--- ASSIGNMENT ---
Of all the entries below, only the lines from the one with "UI grouping improvements" up to and including the one with "Additionally, focus automatically" are to be duplicated exactly.

※

PR #293266, opened 2026-02-06
Fix chat cancel keybinding when clause

roblourens:

### DIFF
--- a/src/vs/workbench/contrib/chat/browser/actions/chatExecuteActions.ts
+++ b/src/vs/workbench/contrib/chat/browser/actions/chatExecuteActions.ts
@@ -840,10 +840,7 @@ export class CancelAction extends Action2 {
 			keybinding: {
 				weight: KeybindingWeight.WorkbenchContrib,
 				primary: KeyMod.CtrlCmd | KeyCode.Escape,
-				when: ContextKeyExpr.and(
-					ChatContextKeys.requestInProgress,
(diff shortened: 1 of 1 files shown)


src/vs/workbench/contrib/chat/browser/actions/chatExecuteActions.ts
```diff
@@ -840,10 +840,7 @@ export class CancelAction extends Action2 {
 			keybinding: {
 				weight: KeybindingWeight.WorkbenchContrib,
 				primary: KeyMod.CtrlCmd | KeyCode.Escape,
-				when: ContextKeyExpr.and(
-					ChatContextKeys.requestInProgress,
-					ChatContextKeys.remoteJobCreating.negate()
-				),
+				when: ChatContextKeys.inChatSession,
```
roblourens, line 844: @alexr00 I hope this change is ok- the previous change broke being able to cancel while a tool confirmation is active (in which case the request is not "in progress")

DonJayamanne (dismissed):

roblourens:
Actually looks like @connor4312 just fixed this!

src/vs/workbench/contrib/chat/browser/actions/chatExecuteActions.ts
alexr00: Sorry for the breakage and thank you @connor4312 for the fix!

PR #293422, opened 2026-02-06
Fix VSCode formatting settings

remcohaszing:
The VSCode settings of this project specify VSCode should autoformat JavaScript and TypeScript code on save. However, it doesn’t specify which formatter to use. That means it uses the formatter specified in user settings, which is not the intention.

### DIFF
--- a/.vscode/settings.json
+++ b/.vscode/settings.json
@@ -24,9 +24,11 @@
 		"files.insertFinalNewline": false
 	},
 	"[typescript]": {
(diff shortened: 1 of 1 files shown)


mjbvz:
These were intentionally removed so we can more easily dogfood tsgo. See #292635

mjbvz:
We haven't moved to tsgo entirely yet. Once we do, I'll add the setting

PR #293508, opened 2026-02-06
rm `any` from task files

meganrogge:
task part of #274723


src/vs/workbench/contrib/tasks/browser/abstractTaskService.ts
```diff
@@ -2846,8 +2838,7 @@ export abstract class AbstractTaskService extends Disposable implements ITaskSer
 		if (!result) {
 			return { config: undefined, hasParseErrors: false };
 		}
-		// eslint-disable-next-line local/code-no-any-casts
-		const parseErrors: string[] = (result as any).$parseErrors;
+		const parseErrors: string[] = (result as unknown as Record<string, unknown>).$parseErrors as string[];
```
roblourens, line 2841: I'd argue that this pattern of `as unknown as ...` is not an improvement over `any`. The goal is that we actually know what the type of a thing is instead of casting TS into submission

roblourens (approved):

src/vs/workbench/contrib/tasks/browser/abstractTaskService.ts
meganrogge: Oh, I see. I thought this still did type checking because saw many others addressed this with `unknown` and casting 

https://github.com/microsoft/vscode/pull/274802/changes

Also, a lot of task types are inherently unknown at compile time because they come from multiple dynamic sources. task configs are arbitrary JSON too. 

The alternative would be adding tons of boilerplate type predicates or creating overly broad union types that aren't actually more type-safe. In a task service where the whole point is handling arbitrary user-defined configurations, some casts seem ok.

roblourens: There are legit reasons to use unknown, your link is showing type guard functions which take an unknown and assert its type, and opaque args that are passed through a menu. Probably there are some of those in tasks too, I don't really know anythign about this code. 

But you have many instances here of doing a cast and assuming that some property exists on the object with a certain type. Ideally if you know that a certain property name might exist on an object then that would be expressed with a type. But I don't really know what this code is. I just thought maybe Copilot tried to make the warnings go away without fixing the underlying issue.

PR #293510, opened 2026-02-06
Add configurable hover title verbosity for editor tabs

### LINKED ISSUE #163166: File/Editor tab hover content customization
Ability to customize the colouring and information generated by hovering over a file tab. What it currently shows:
image

Compared with the hovering of the icons in the activity side bar, which currently looks like:
image

Incidentally the activity bar hover can be changed using "editorHoverWidget" but it then also applies to hovers inside the code editor too. There should be a separation so the activity bar can be specifically targeted i.e. "activityBar.hoverBackground" and "activityBar.hoverForeground".

Potential colour customizations for the file/editor tab hover in the primary image above.
- "tab.hoverBackground"
- "tab.hoverForeground"

Information customization:
- "tab.hoverInformation": "short"/"long"/"detail"

'Short' would be just the filename, 'long' would be what it currently shows (file path), and 'detail' would show file name on the first line and path on the second line. 

This is particularly important from a UX perspective, because when tabs are pinned if you want to see what file it is you either have to look at the breadcrumbs or hover, and if the file path is very long then on a large monitor your eyes are darting half the width of the screen. Incidentally the breadcrumbs itself could have a colour option to distinguish the active file from the rest of the path; what it currently shows:

image

The tab hover could also be brought more inline with the activity bar hover, which has a tiny triangle psuedo-element pointing to the element being hovered over as per image 2.

murataslan1:
Fixes #163166.

## Summary
- add a new setting `workbench.editor.tabHoverMode` with values `default`, `short`, `medium`, `long`
- map the configured tab hover mode to editor title verbosity when rendering editor tab hovers
- keep existing behavior by default (`default` maps to long/absolute path style)
- add a regression test for hover mode to verbosity mapping

## Test Plan
- [x] `npx tsx ./node_modules/mocha/bin/mocha --ui tdd src/vs/workbench/test/common/editor.test.ts --timeout 10000`


murataslan1:
Revived this PR on top of current `main` and force-pushed to `codex/issue-163166-tab-hover-mode` (commit `283c41952bb`).

Carried over the original changes:
- add `workbench.editor.tabHoverMode` (`default|short|medium|long`) setting
- map hover mode to editor title verbosity via `getEditorHoverVerbosity`
- use configured hover verbosity in editor tab hover titles
- add unit test coverage in `src/vs/workbench/test/common/editor.test.ts`

Note: I could not run the unit test suite in this environment because dependencies are not installed (`mocha: command not found`). Happy to rerun once deps are available.

PR #293511, opened 2026-02-06
chat: support resuming subagent sessions

bharatvansh:
This adds an opt-in way to resume a prior subagent run by threading a stable `subAgentInvocationId` through the built-in `runSubagent` tool and the proposed chat participant API.

Companion PR (Copilot Chat extension): https://github.com/microsoft/vscode-copilot-chat/pull/3532

### What changed
- **Proposed API** (`chatParticipantPrivate@12`): add `ChatRequest.resumeSubAgentInvocationId?: string` for resuming a previous subagent invocation.
- **runSubagent tool**: accept `resumeSubAgentInvocationId` input, prefer it when choosing the `subAgentInvocationId`, and forward it on the subagent request.
- Include the effective `subAgentInvocationId` in the tool result content (useful for trajectory tracking / resume).

### How to test
1. In Chat, invoke the `runSubagent` tool normally. Note the `subAgentInvocationId` reported in the tool result.
2. Invoke `runSubagent` again, passing that value as `resumeSubAgentInvocationId`.
   - With the companion Copilot Chat PR applied, the subagent should have access to its prior conversation history.

### Test coverage
- `npm run test-node`
- `npm run vscode-dts-compile-check`


roblourens:
This is interesting, but I'm not sure about the approach. I don't think we should store state as an entirely separate thing in the extension, but since subagents work like normal agents from the vscode side, I think they should also store state similarly in a ChatModel. Tbh, that will be hard to implement and I'm not that likely to take a PR that does that. We are kind of running into limitations of our "chat participant" architecture here. I would like to make this easier to implement with some refactoring at some point.

roblourens:
> would you be open to merging just the stable subAgentInvocationId and the UI grouping improvements

Can you explain more what this improves, I don't quite follow

PR #293512, opened 2026-02-06
chat: add drag-and-drop reordering for pending messages

### LINKED ISSUE #293473: Add ability to re-order queued messages
Add the ability to re-order queued messages

- Drag and drop
- Key bindings

connor4312:
Implements drag-and-drop functionality to reorder steering and queued
pending messages within their respective groups. When more than one
message of the same kind is pending, a gripper handle appears on hover
that enables dragging to reorder.

- Adds ChatPendingDragController to manage drag state, insertion
  indicators, and reorder logic via event delegation on the list
  container, keeping logic cleanly isolated from the renderer
- Attaches drag handles to pending request rows via the renderer
  with one-way binding; reorder operations call chatService.setPendingRequests
  which automatically triggers the full refresh chain
- Prevents cross-group reordering: steering messages stay within steering,
  queued messages stay within queued
- Adds CSS for drag handle visibility on hover, dragging state opacity,
  and insertion indicator positioning
- All changes compile cleanly with no layering violations

Fixes https://github.com/microsoft/vscode/issues/293473


TylerLeonhardt (approved):
Cool!

PR #293538, opened 2026-02-06
improve question carousel accessibility

### LINKED ISSUE #292917: Improve chat question carousel accessibility
The chat question carousel will soon be more accessible thanks to https://github.com/microsoft/vscode/pull/292911.

However, it still lacks an aria label and one can not move focus via keyboard to the container.

Additionally, focus automatically moves to the first response, which is against our usual pattern and could be very disruptive and confusing for screen reader users.

I'm thinking when in screen reader mode, we should not move focus. Since they're alerted, we should add a command and keybinding to focus the first response.

cc @accesswatch, @jooyoungseo, @rperez030

meganrogge:
fixes https://github.com/microsoft/vscode/issues/292917

- Disables `auto-focus` when in screen reader mode
- Adds `ctrlCmd+shift+A` keybinding to toggle focus between the question and the chat input to align with the confirmation prompt behavior
- Adds keyboard focus to the container and sets the aria label to be the the current question
- Alerts the question title when iterating through them
- Adds info about the command to the accessibility help dialog

https://github.com/user-attachments/assets/3982512e-df3d-4934-a338-c402d41a3ed3

https://github.com/user-attachments/assets/866ea3c4-3e2c-492d-b845-2196c7743265


justschen (approved):
awesome, thanks thanks!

※

--- OUTPUT FOR THIS EXERCISE ---
> would you be open to merging just the stable subAgentInvocationId and the UI grouping improvements

Can you explain more what this improves, I don't quite follow

PR #293512, opened 2026-02-06
chat: add drag-and-drop reordering for pending messages

### LINKED ISSUE #293473: Add ability to re-order queued messages
Add the ability to re-order queued messages

- Drag and drop
- Key bindings

connor4312:
Implements drag-and-drop functionality to reorder steering and queued
pending messages within their respective groups. When more than one
message of the same kind is pending, a gripper handle appears on hover
that enables dragging to reorder.

- Adds ChatPendingDragController to manage drag state, insertion
  indicators, and reorder logic via event delegation on the list
  container, keeping logic cleanly isolated from the renderer
- Attaches drag handles to pending request rows via the renderer
  with one-way binding; reorder operations call chatService.setPendingRequests
  which automatically triggers the full refresh chain
- Prevents cross-group reordering: steering messages stay within steering,
  queued messages stay within queued
- Adds CSS for drag handle visibility on hover, dragging state opacity,
  and insertion indicator positioning
- All changes compile cleanly with no layering violations

Fixes https://github.com/microsoft/vscode/issues/293473


TylerLeonhardt (approved):
Cool!

PR #293538, opened 2026-02-06
improve question carousel accessibility

### LINKED ISSUE #292917: Improve chat question carousel accessibility
The chat question carousel will soon be more accessible thanks to https://github.com/microsoft/vscode/pull/292911.

However, it still lacks an aria label and one can not move focus via keyboard to the container.

Additionally, focus automatically moves to the first response, which is against our usual pattern and could be very disruptive and confusing for screen reader users.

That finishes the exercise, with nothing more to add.